___ Stored data ___

PR #511, opened 2018-10-28
Avoid running after/enrich without a db effect

### LINKED ISSUE #453: Only run after and enrich interceptors against an effect db, not coeffect db
Following on from #447 and #450, it was discovered that there is probably not a lot of point in running `after` or `enrich` interceptors against a coeffect db if an effect db wasn't returned. This is technically a breaking API change, but I'd be surprised if it affected anyone.

### Current behaviour

If an event handler doesn't return a db effect, an `after` or `enrich` interceptor is run against the db _coeffect_.

### Proposed behaviour

If an event handler doesn't return a db effect, no `after` or `enrich` interceptor is run.

frenata:
Previously both standard interceptors acted upon the `db` *coeffect* if
no *effect* was available. Per #453 and related discussion, there is little
reason in general to do this, since this context means that the `app-db`
should not change.

Both functions are changed to explicitly check for the presence of the
`db` effect. If it is not present in the context, the interceptor
function is not run.

The previous functionality around `nil` and `false` values for the `db`
effect is preserved: the interceptors *are* run in this case. Tests are
added where needed to verify the behavior of both functions in the case 
of non-present, falsey and truthy values.

The relevant docstrings are tweaked to accommodate this change.

Closes #453.

### DIFF
--- a/CHANGES.md
+++ b/CHANGES.md
@@ -1,5 +1,8 @@
 ## Unchanged
 
+#### Fixed
+
+  - `after` and `enrich` interceptors now no longer run if there is no `db` effect, rather than running against the `db` coffect. [#453](https://github.com/Day8/re-frame/issues/453)
 
 
 ## 0.10.6 (2018-09-03)
--- a/src/re_frame/std_interceptors.cljc
+++ b/src/re_frame/std_interceptors.cljc
@@ -240,7 +240,7 @@
   return a modified `db`.
 
   Unlike the `after` interceptor which is only about side effects, `enrich`
-  expects `f` to process and alter the given `db` coeffect in some useful way,
+  expects `f` to process and alter the given `db` effect in some useful way,
   contributing to the derived data, flowing vibe.
 
   Example Use:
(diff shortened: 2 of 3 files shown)


superstructor:
Having read the prior discussion in #453, #447 and #450 and reviewed the code I am satisfied this change implements an agreed change in behaviour so merging. Sorry it took awhile to get to this and thanks for the PR @frenata !

mike-thompson-day8:
We need to back this out.  This is a breaking change.

mike-thompson-day8:
@frenata 
I'm really sorry we had to back this out after you put the effort in, and got this PR perfect.  
It is my fault that this has happened.  I should have recognised the problems with this change before you went to the effort.  I just didn't think through the implications of the breakage correctly. 

The best approach from here is to leave the existing interceptors as is, and to add two *new* interceptors which have the alternative behaviour.  There is a case to both approaches.

frenata:
@mike-thompson-day8 No big deal, these things happen!

I'm happy to help with further work in this area if that would be helpful, but otherwise am happy to have had a chance to dig around in the re-frame internals. It's a great project that I was happy to have used at work and I was interested in giving back in some small way.

superstructor:
This has been reverted in [0.10.8](https://github.com/Day8/re-frame/blob/master/CHANGES.md#0108-2019-07-15). Sorry for the inconvenience. I misjudged the change as low risk.

PR #513, opened 2018-11-08
update number of SLOC

AndreaCrotti:
I was surprised it was only 500 and just checking with `cloc` it looks like it's more around 1500 now

### DIFF
--- a/docs/FAQs/DoINeedReFrame.md
+++ b/docs/FAQs/DoINeedReFrame.md
@@ -67,7 +67,7 @@ another you'll be using "Reagent + a broader architecture".
 
 Hmm. I feel like I'm missing a few, but that's certainly an indicative list.
 
-re-frame is only about 500 lines of code.  So it's value is much more in the honed 
+re-frame is only about 1500 lines of code.  So it's value is much more in the honed
 choices it embodies (and documents), than the code it provides.
 
 ### What Reagent Does Provide


mike-thompson-day8:
Haven't checked line counts in a long time, but I'm guessing the 1500 number includes comments?

AndreaCrotti:
This is what I get with `cloc` just against src
```
$ cloc src/
      15 text files.
      15 unique files.                              
       0 files ignored.

github.com/AlDanial/cloc v 1.80  T=0.01 s (1694.5 files/s, 247740.5 lines/s)
-------------------------------------------------------------------------------
Language                     files          blank        comment           code
-------------------------------------------------------------------------------
ClojureC                        13            373            273           1398
Clojure                          1             18             21             52
ClojureScript                    1             14              4             40
-------------------------------------------------------------------------------
SUM:                            15            405            298           1490
-------------------------------------------------------------------------------
```

martinklepsch:
It should be noted that `(comment ,,,)` forms count as source code as far `cloc` is concerned.

mike-thompson-day8:
Okay, I just did a quick, inaccurate audit. 

The first file I just looked in `fx.cljc` and it contains about 60-ish  lines of code despite being 171 lines long.  The rest is docstrings, comments and blanks. 
https://github.com/Day8/re-frame/blob/master/src/re_frame/fx.cljc

Next file I looked into was  `std_interceptors.cljc` which looks to be about 50% docstrings:
https://github.com/Day8/re-frame/blob/master/src/re_frame/std_interceptors.cljc

I then  `db.cljc` but it is unusual so I ignored it (three line of code out of 10). 

At that point, I stopped.   In the context of saying "there's not much code in re-frame really", it still feels to me that a round number like 500 loc  is more a more accurate indication of complexity than 1500, even if  650 is more accurate these days.

mike-thompson-day8:
I'll accept this PR because the number should be updated, but I'll probably then re-edit it to 750 to be on the safe side.

mike-thompson-day8:
Thanks!

AndreaCrotti:
Ah ok I see, the only problem with `cloc` as far as I can tell is that it counts docstrings also has code, which is what's skewing up the total number.
Ok thanks!

martinklepsch:
Was curious if there were any tools that would count lines properly for Clojure, and here we go: [Counting Clojure Code](http://aaroniba.net/counting-clojure-code) (which introduces [lein-count](https://github.com/aiba/lein-count)).

AndreaCrotti:
Ah nice @martinklepsch , I didn't find that because I was just trying the generic SLOC counters, and apparently none of the one I tried really work well with Clojure.
This is definitively going to be more accurate, thanks

Issue #512, opened 2018-11-04
Error with infer-externs "goog is not defined in the externs"


olivergeorge:
I've turned on :infer-externs and now get a warning doing an advanced optimisations build:

```
WARNING: target/ios/inferred_externs.js:1: WARNING - name goog is not defined in the externs.
goog.DEBUG;
^^^^
```

Pretty sure this is caused by the way goog.DEBUG is referred to in the re-frame.interop namespace

```
(def ^boolean debug-enabled? "@define {boolean}" ^boolean js/goog.DEBUG)
```

My testing of infer-externs shows this:

```
; Good
(when ^boolean goog.DEBUG (println "Hello world!"))
(when ^boolean goog/DEBUG (println "Hello world!"))

; Bad
;(when js/goog.DEBUG (println "Hello world!"))
```

danielcompton:
Just to clarify, you're saying it looks like the issue is the leading `js/` on `goog.DEBUG`?

olivergeorge:
Yes, seems to be.
```
$ cat deps.edn 
{:deps {org.clojure/clojurescript {:mvn/version "1.10.439"}}}

$ cat compile-opts.edn 
{:infer-externs   true
 :optimizations      :advanced }

$ cat src/can_i_infer/core.cljs 
(ns can-i-infer.core)

(when js/goog.DEBUG (println "Hello world!"))

$ rm -r out/

$ clj -m cljs.main -co compile-opts.edn -c can-i-infer.core
Nov 05, 2018 3:01:58 PM com.google.javascript.jscomp.LoggerErrorManager println
WARNING: out/inferred_externs.js:9: WARNING - name goog is not defined in the externs.
goog.DEBUG;
^^^^

Nov 05, 2018 3:01:58 PM com.google.javascript.jscomp.LoggerErrorManager printSummary
WARNING: 0 error(s), 1 warning(s)
```

mike-thompson-day8:
@olivergeorge any chance you could provide a PR for the fix you see as working?

mike-thompson-day8:
Fixed via https://github.com/Day8/re-frame/pull/517

PR #517, opened 2018-11-25
Avoid warning when using :infer-externs

olivergeorge:
Ref https://github.com/Day8/re-frame/issues/512


mike-thompson-day8:
Thanks!  Fixes #512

___

» Your instructions
Please copy all lines of the listing in which the string "DoINeedReFrame" occurs.

» Task output
--- a/docs/FAQs/DoINeedReFrame.md
+++ b/docs/FAQs/DoINeedReFrame.md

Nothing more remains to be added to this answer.